Using the information provided in this data model, Dropbox could recursively unwrap the
parent field until it had much the same thing:
Path = owner + [recursive-unwrap: parent] + title
Given that Dropbox syncs within your computer’s file system, this is a pretty reasonable path forward.
Now let’s introduce file sharing. The file would now have to be in multiple user’s accounts, which might lead us to change
parents to a list, to capture everyone the file is shared with:
- file - owners --> list - parents --> list ...
How do you identify the file now? There are multiple paths that are valid. You could choose one, but what if that person moves the file? Now the old identifying path is out of date, plus you have to update everyone else who also had access to the file!
This is where the “stable identifier” mentioned in the excerpt would help. If every article had a unique ID, this problem could be solved. But the original data model didn’t include space for an ID! To introduce this change, not only would every line of code that referred to a file have to be updated, but we’d have to ensure every file also got an ID assigned to it. This is a massive undertaking, and a risky one too.
We could narrow the scope by only adding IDs to shared files, but then we’re back to the earlier of this article: will this internal inconsistency prevent you from presenting an intuitive product externally?

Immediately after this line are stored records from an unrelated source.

PR #793, opened 2026-08-27
docs: the merged docs describe a profiler four commits behind the merged code

Guikingone:
#790 landed fourteen commits. Its CHANGELOG carries **one** entry for the coroutine work — the first of them — and four later commits changed behaviour with no user-facing record at all. Two pages still describe the profiler as it was before those four.

This is that gap, not a style pass.

### Four behaviour changes that merged without an entry

| commit | what changed |
|---|---|
| `eb3cc1d6` | A `yield from` left the delegating generator on the profiler's stack for the whole delegation — **52.6%** of a program's inclusive time for 52 µs of its own work, and an edge to a function it never called. The bracket sits at the `yield` lowering, and a delegated yield never passes through it. |
| `e2d93d1a` | The runtime's suspend helper has three exits that never return to the suspension site (`Fiber::suspend()` outside a fiber, a live `unserialize()`, a `Fiber::throw()` delivered on resume), and all three reach PHP handlers with the activation still parked. A fiber body whose `catch` did the work showed the *consumer* calling it. |
| `995b64c8` | A `catch` handler that yields swept the frames its exception had destroyed into the park; a suspension left no mark on the Perfetto timeline; a refused park could resume somebody else's group. |
| `61706c07` | A caught exception read as whatever its variable held before the `try` — which stops the compile rather than answering wrongly; and a suspension now releases what was parked under its own coroutine. |

Each gets an entry, in the section and the register the surrounding ones use.

### Two pages describing the old behaviour

- **`docs/beyond-php/profiling.md`** said the 4,096 cap was the whole story for parked coroutines. A suspension *also* releases what was standing under its own coroutine, since a fiber address is handed to the next fiber once the first is freed.
- Its **timeline** section said each call becomes one nested slice. A coroutine has not done that since a suspension started ending a span: a generator resumed three times is three slices, and an abandoned one still gets the slice it ran for.

### Two counts that had drifted

`docs/internals/architecture.md` — `runtime/strings/` is 97 files, not 95, and `src/codegen/shared_*.rs` is 4, not 3. `shared_state.rs` was in neither the count nor the description, though it is the module-wide state that dedupes callable descriptors and owns the label counter.

---

### What was checked and was already right

Recorded so the next pass starts further along rather than re-deriving it. Across all **1,130** pages:

- frontmatter complete everywhere; no page opens with an `#` heading Astro already renders from it;
- no broken relative link — the two candidates are PHP in prose (`$arr[0](1, 2)`, `$callbacks[0](...)`);
- every `src/` path the docs cite exists;
- every one of the **39** flags `src/cli.rs` parses, and every flag `elephc --help` and `elephc monitor --help` advertise, appears in `docs/compiling/cli-reference.md`;
- the phase list in `docs/compiling/compilation-pipeline.md` matches every `record_since` label in `src/pipeline.rs`, in order;
- the README's directory tree and the architecture module map name only directories that exist.

Docs only — no code, no tests touched.


Guikingone:
Folded into #794 — both change `docs/beyond-php/profiling.md` and reviewing them apart would mean reading that page twice. `650c913` is now the second commit there, unchanged; the mechanical checks were re-run after the merge (1,130 files, 0 frontmatter problems, 0 stray headings, 0 broken links).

This is the problem with having a data model that doesn’t fit your use cases anymore. To contend with a paradigm shift, by no fault of their own, the old sync engine was now woefully inadequate for handling files in the new, shared-filed world.
This example perfectly summed up each of the three lessons of this article:
- Present an intuitive product that works how others think it should.
- A series of correct decisions in the moment can still lead to a poor outcome down the line.
- Data models are seriously tricky.
Engineering blog posts, especially well-written ones from reputable software companies, provide valuable high-level insight into what engineering challenges a company faces and how they approached the problem. By reading them, you not only familiarize yourself with the terminology, but also with the core challenges you’ll be dealing with as a product manager in your own company.